Attracting persons who are unwilling to serve as Board members

In the AABD Survey, 20% of the respondents were turned down by director candidates during the past five years. Almost half cited time commitment as the reason for refusing a directorship, while 23% cited personal liability concerns as the primary reason. In the $101-$250 million category, personal liability was given as the primary reason 70% of the time for not accepting a seat on the board.

If your bank has qualified director candidates who are unwilling to serve on your board, they may be willing to serve on your advisory board because the time demands are lower and the risk of personal liability is substantially diminished.

Appointing retiring board members to an advisory board

Sometimes a retiring board member will be appointed to an advisory board for several years. This can be a useful transitional stage that allows banks to continue to receive sage advice from an experienced director. However, if the person is no longer productive, adding him or her to an advisory board will not add any value for the bank.

Liability risks

An advisory board member, if he or she truly fills an advisory role, should have little, if any potential liability. However, as mentioned earlier, the RTC and FDIC, as receivers, sued a relatively small number of advisory board members of failed banks and savings institutions in the late 1980's and early 1990's.

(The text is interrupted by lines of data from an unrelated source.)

PR #24, opened 2025-06-20
SOF-214: Create an initial registration screen which opens the first time the app is opened

JohnnieShen:
This PR creates a new screen for registration when the app is first opened for the goal of allowing the user to select which program this phone belongs to and keep them from changing in the future. 

The implementation includes a new screen called RegistrationScreen with a drop down menu on it, the user will be able to select a program and the id will be stored in the local DataStore. The app will check for whether a program ID is available, if it is available, it means that the device has registered already and the user will be lead to landing screen, if not, the user will be lead to registration screen, where it would prompt the user to select which program the device would belong to. During registration, it would also create a new Device data object and store it locally.

Another change is that SurveillanceFormDropdownOptions interface have been renamed to DropdownOption, because it is now no longer used exclusively in surveillance form. 

Testing have been performed and bugs have been fixed, more testing on different devices is welcomed.


app/src/main/java/com/vci/vectorcamapp/registration/presentation/RegistrationAction.kt
aryamanshodhan, line 1: Think of a more descriptive name instead of Continue. Perhaps something like "ConfirmRegistration" or "SignUpDevice" or "RegisterDevice".

app/src/main/java/com/vci/vectorcamapp/registration/presentation/RegistrationEvent.kt
aryamanshodhan, line 1: Rename to `NavigateToLandingScreen` to be more consistent with other files.

app/src/main/java/com/vci/vectorcamapp/core/domain/repository/ProgramRepository.kt
aryamanshodhan, line 1: I think you can make this a suspend function and not use flows, because data is not changing so you arent really observing anything.

app/src/main/java/com/vci/vectorcamapp/MainActivity.kt
aryamanshodhan, line 1: A much cleaner way in which you can do this is rename the PermissionViewModel to something related to the main activity (it basically would store the state for the whole MainActivity). Then you could have a state variable for the selected program ID. That way you dont even need the observeProgramId function. You can just keep track of the selected programId in the `MainState` if you will. Also you can move all the logic associated with determining the start destination to a state variable which you can just pass into the nav graph using state.startDestination.

app/src/main/java/com/vci/vectorcamapp/core/data/cache/DeviceCacheImplementation.kt
aryamanshodhan, line 1: This is probably not needed because the programId is not being observed. It is just being used to determine what the start destination should be. Again, if that logic is moved to a view model, you dont need to do this.

app/src/main/java/com/vci/vectorcamapp/core/data/repository/ProgramRepositoryImplementation.kt
aryamanshodhan, line 1: For simple display purposes, you dont need a flow. You are better off with just a suspend function which returns a lis of programs

app/src/main/java/com/vci/vectorcamapp/core/domain/cache/DeviceCache.kt
aryamanshodhan, line 1: I think this function is not needed.

app/src/main/java/com/vci/vectorcamapp/navigation/NavGraph.kt
aryamanshodhan, line 1: Make the naming consistent as in the other parts of this file. vm should be replaced with viewModel. Also, can you explain the purpose of:

```kotlin
navController.navigate(Destination.Landing) {
                        popUpTo(Destination.Registration) { inclusive = true }
                    }
```

Why not just `navController.navigate(Destination.Landing)`

app/src/main/java/com/vci/vectorcamapp/registration/presentation/RegistrationScreen.kt
aryamanshodhan, line 1: Separate composables in separate files. Move ProgramItem to a separate file under a new package called components/. Directly use:

DropdownField(
     ...
     options = state.programs.map { ProgramOption(it.id, it.name) }
     ...
)

app/src/main/java/com/vci/vectorcamapp/registration/domain/enums/ProgramOption.kt
aryamanshodhan, line 1: Not sure if you need an id field. Check out how site and districts are implemented in the session form

app/src/main/java/com/vci/vectorcamapp/registration/presentation/RegistrationState.kt
aryamanshodhan, line 1: Shouldn't selected program be a string because that is what the value should be when you select the name of the program right? Check out how this is implemented for the sites and districts in the surveillance form.

app/src/main/java/com/vci/vectorcamapp/registration/presentation/RegistrationViewModel.kt
aryamanshodhan, line 1: You dont need Channel.BUFFERED. Consider loading all programs in the same way in which sites and districts are loaded in the surveillance form screen. Check it out. That avoids the need for the init block. Why do you need a dummy device? The model can be got using:
`Build.MANUFACTURER + " " + Build.MODEL`
Since we are not sending the device to the backend yet, registeredAt should be 0L, and the deviceId should be -1. Only when we submit the device to the backend, we should overwrite the ID and registeredAt times with what the backend returns.

aryamanshodhan (changes requested):
Good job Johnny! This is written very well. There are still some opportunities to significantly make the code cleaner. Please look through my commets, and make the changes ASAP so we can get everything merged.

app/src/main/java/com/vci/vectorcamapp/core/domain/repository/ProgramRepository.kt
JohnnieShen: I was using a flow mainly because in the future we might need to dynamically fetch all available programs and a flow would be easier for avoiding race conditions and making sure the data updates correctly.

aryamanshodhan:
Additionally, please find ALL instances where the programID has been hard coded, and replace it with the selected programId.

app/src/main/java/com/vci/vectorcamapp/navigation/NavGraph.kt
JohnnieShen: The difference is if the user moves from Registration to Landing, if `popUpTo(Destination.Registration) { inclusive = true }` is executed then Registration will be popped from the stack and therefore if the user press back they will not be lead back to Registration, while if we use `navController.navigate(Destination.Landing)` the user will be able to return to Registration manually which is not ideal

app/src/main/java/com/vci/vectorcamapp/core/domain/repository/ProgramRepository.kt
aryamanshodhan: Can you give an example for such a race condition and when we might want to do that?

JohnnieShen: I couldn't really think of any right now and I think I might be overthinking this. In this case i agree a suspend function is better.

aryamanshodhan (commented):
I made the most recent changes to this branch. Thomas and Johnny, please look through my changes and let me know. Johnny, once I have your approval that this looks good, I will approve the PR from my end. Thomas you can approve or suggest changes the normal way.

aryamanshodhan (approved):
Approved by Johnny

ThomasT0830 (approved):
Everything looks good to me! Tested the code on a physical device.

PR #25, opened 2025-06-22
SOF-218: Modify SpecimenDetector to detect multiple specimens and disable capture when there are more than 2 specimens on screen.

aryamanshodhan:
This PR introduces validation to ensure images are only captured when exactly one specimen is detected in the frame, preventing captures with zero or multiple specimens.
The detection system now returns all detected specimens instead of just the best match. Capture logic now validates specimen count in ImagingViewModel.captureImage(). Images are only captured when exactly one specimen is detected, with appropriate error messages shown for zero or multiple specimens.
The UI displays multiple bounding boxes simultaneously in camera preview. State management changed from single previewBoundingBoxUi to previewBoundingBoxesUiList to support multiple detection results.
Error handling includes new MULTIPLE_SPECIMENS_FOUND error type with message "Multiple Specimens Detected. Please make sure exactly one specimen is in frame." Specimen classification workflow refactored to work with pre-cropped images while maintaining backward compatibility.
Testing was performed on device using images containing 0, 1, and >2 specimens to validate proper error handling, successful capture behavior, and correct bounding box rendering in camera preview.


JohnnieShen (approved):
Tested on a physical device. The detection of multiple specimens is not ideal, but the content of this PR worked as expected.

aryamanshodhan:
Yeah...that's unfortunately a YOLO issue because the model isn't trained on specimens with multiple images...so it doesn't do very well.

ThomasT0830 (approved):
There seems to be an issue with the model, but otherwise, everything looks good!

PR #29, opened 2025-06-27
SOF-201: Fix image rotation inconsistencies when the phone is rotated

ThomasT0830:
This pull request addresses a critical issue on the Imaging Screen where captured images appeared rotated or flipped when the device was rotated. Although the expected behavior is for all captured images to remain upright and in portrait orientation, rotating the phone sometimes caused images to appear sideways, upside down, or mirrored. 

The underlying problem was traced to the toUprightBitmap function in ImageProxyExtensions. Previously, this function corrected image orientation using only the image’s sensor rotation (imageInfo.rotationDegrees). However, this does not account for the actual orientation of the device display. As a result, the image could be misaligned with the display’s orientation, especially when the device was rotated between portrait and landscape modes. 

To resolve this, the toUprightBitmap function has been updated to consider both the image’s rotation and the current display rotation. This allows the function to calculate and apply a correct total rotation, ensuring that the resulting image is always presented upright and in portrait orientation, regardless of how the phone is held. 

The code was tested on a physical device.


app/src/main/java/com/vci/vectorcamapp/imaging/presentation/ImagingScreen.kt
```diff
@@ -13,6 +15,8 @@ import androidx.compose.material3.Scaffold
 import androidx.compose.runtime.Composable
 import androidx.compose.runtime.remember
 import androidx.compose.ui.Modifier
+import androidx.compose.ui.graphics.asImageBitmap
+import androidx.compose.ui.graphics.painter.BitmapPainter
 import androidx.compose.ui.platform.LocalContext
```
aryamanshodhan: Unused imports need to be removed.

aryamanshodhan (changes requested):
Well done Thomas! Please address the comment for now. There was one issue where if the device is in landscape mode and the UI is landscape, the bounding box does not display correctly. Can you look into this after you finish some of your other tasks? Everything works in portrait mode which is the most important thing. If time permits after your other tasks, please look into this. Thanks!

aryamanshodhan (approved):

JohnnieShen (approved):
Tested, assume I did the replication correctly I didn't see any issues so LGTM.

Although there is no failsafe way to prevent the FDIC from suing an advisory director of a failed bank or to prevent the federal banking agencies from pursuing enforcement actions, including civil money penalties, against advisory directors, there are ways to help insure that any advisory director who is sued will be successful in his or her defense and will have legal expenses paid by an insurance carrier.

Generally speaking, the FDIC and RTC suits were based on the theory that the advisory directors were really acting as elected directors or appointed bank management and, therefore, were responsible for negligent or willful acts which caused the institution to fail.

It is therefore important that if your bank decides to establish an advisory board, it do it in a manner to minimize any risk of liability for the advisory director. The steps that can be taken include:

  • A written description of the role and responsibility of advisory board members, which make it clear that they have no policy-making powers, have no voting authority, and have no management authority in the bank, but their role is solely advisory, subject to the review and approval of the bank's Board of Directors and/or senior management.
  • A written record of the proceedings of advisory board meetings, which will reflect that the advisory board was acting consistent with the written description of its role in the bank.
  • Some periodic monitoring of the role of advisory directors to verify that they are acting consistent with the written description of their role and responsibilities.
  • Review of the bank's D&O Insurance policy to make certain that the advisory directors are sufficiently protected if a lawsuit is filed against them.
  • Review of the bank's articles of incorporation and bylaws and local law to make certain that the bank will be obligated to indemnify advisory directors to the full extent allowed by law, and consideration of separate indemnity agreements between the bank and its advisory directors.

For additional suggestions on how to minimize liability, you should consult an excellent book published by the Office of the Comptroller of the Currency entitled The Director's Book - The Role of a National Bank Director, March 1997, pages 5 and 6.

Conclusion

An advisory board may or may not be right for your bank. But as an adjunct to the nomination process for the coming year and in conjunction with your bank's strategic plan, consideration of an advisory board and the kind of advisory board that would fit your bank is warranted.